Nationalgeographic.co.id—Sejarah Mesir kuno menyimpan banyak hal menarik. Salah satunya adalah kisah Cleopatra, ratu Mesir ikonik yang namanya sendiri membangkitkan citra kecantikan, kecerdasan, dan intrik yang tak tertandingi.
Dia telah menjadi subjek interpretasi yang tak terhitung jumlahnya sepanjang sejarah. Tapi siapa Cleopatra yang sebenarnya, dan mengapa orang-orang sangat tidak setuju tentang siapa dia sebenarnya?
Cleopatra VII Philopator (69 SM – 30 SM) adalah firaun aktif terakhir di sejarah Mesir Kuno dan anggota dinasti Ptolemeus, sebuah keluarga keturunan Makedonia yang memerintah Mesir setelah kematian Alexander Agung.
Lahir di Alexandria, Cleopatra adalah seorang penguasa berpendidikan tinggi dan cerdas, terampil dalam diplomasi, politik, dan bahasa.
Cleopatra awalnya berbagi takhta dengan adik laki-lakinya Ptolemeus XIII, yang dinikahinya sesuai adat Mesir.
Namun, perebutan kekuasaan antara saudara kandung tersebut mengakibatkan Cleopatra terpaksa diasingkan.
Pada tahun 48 SM, dia mencari dukungan dari Julius Caesar, seorang jenderal Romawi yang kuat, untuk mendapatkan kembali tahtanya.
Dengan bantuan Caesar, dia mendapatkan kembali kekuasaannya, dan saudara laki-lakinya dikalahkan dan ditenggelamkan di Sungai Nil.
Cleopatra dan Julius Caesar memiliki seorang putra bersama, Caesarion, tetapi setelah pembunuhan Caesar pada tahun 44 SM, dia bersekutu dengan jenderal Romawi lainnya, Mark Antony.

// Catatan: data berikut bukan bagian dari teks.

PR #8579, opened 2024-09-08
The psl_patch() function is intended for small polygons but it doesn't fill them.

joa-quim:
This PR fixes it.

This is what we get. Note that the -G+z is ignored but the segment headers have -Z<val> info  
```
makecpt -T-500/0/20 > cpt.cpt
gmt plot3d D.dat -p217.5/30 -JX15c/10c -Baf -Bza -R253/278/7.6/21.6/-400/-0 -JZ3c -Ccpt.cpt -W+z -G+z -png tri_1.png
```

Hubungan mereka romantis dan politis, dan mereka memiliki tiga anak bersama. Namun, aliansi mereka membuat marah Senat Romawi, khususnya Oktavianus (kemudian dikenal sebagai Augustus), yang menyatakan perang terhadap pasangan tersebut.
Dalam Pertempuran Actium pada 31 SM, pasukan Oktavianus mengalahkan pasukan Cleopatra dan Mark Antony.
Menyusul kekalahan ini, Mark Antony bunuh diri dengan menjatuhkan pedangnya, percaya bahwa Cleopatra sudah mati.